Phenylketonuria

Phenylketonuria, or PKU, is a rare inherited metabolic disorder in which the body cannot properly break down the amino acid phenylalanine, that is found in many protein-containing foods (such as meat, dairy, eggs, nuts) and in some sweeteners (e.g. aspartame).

In PKU, a deficiency of the enzyme phenylalanine hydroxylase (PAH) leads to accumulation of phenylalanine in the blood and brain. If not treated, high phenylalanine levels are toxic, affecting the brain’s development and causing permanent intellectual disability, along with other neurological problems.

Thanks to newborn screening and early dietary treatment, most children with PKU today can grow and develop without serious complications.

What causes PKU?

PKU is caused by mutations in the PAH gene, which provides instructions for making the enzyme phenylalanine hydroxylase.
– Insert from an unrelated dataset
PR #769, opened 2026-07-27
Use with_connection in DistinctValues

trevorturk:
The new `DistinctValues` module from #730 calls `connection` directly, which causes errors when using `config.active_record.permanent_connection_checkout = :disallowed`.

This enzyme normally converts phenylalanine into another amino acid, tyrosine.

Because PKU is an autosomal recessive disease, a child must inherit two mutated PAH genes (one from each parent) to develop it; and the parents, who each carry one mutated and one normal copy, are usually asymptomatic carriers.

In some countries there are also “variant” or “mild” forms of hyperphenylalaninemia with partial enzyme activity, which may allow a more liberal diet.

Symptoms in infants and children 

When Phenylketonuria is not treated, symptoms usually develop gradually within the first months of life. A newborn with PKU often looks completely healthy at birth.

Typical features of untreated or poorly controlled PKU include:

• Developmental delay, where the baby may not reach milestones (sitting, walking, talking) at the expected age.

• Intellectual disability ranging from mild to severe, if high phenylalanine levels persist.

• Seizures and abnormal EEG findings.

• Behavioural problems: irritability, hyperactivity, attention difficulties, autistic-like features.

• “Musty” or “mousy” odour of the breath, skin or urine, due to phenylalanine breakdown products.

• Light pigmentation, fair skin, blond hair, blue/light eyes compared with other family members, due to reduced melanin production.

• Eczema-like skin rash.

With early diagnosis and strict metabolic control, most of these symptoms can be prevented.

How common is PKU?

PKU is a rare disease, but its frequency varies between populations. Roughly:

• In many European countries and North America: around 1 in 8,000–15,000 live births.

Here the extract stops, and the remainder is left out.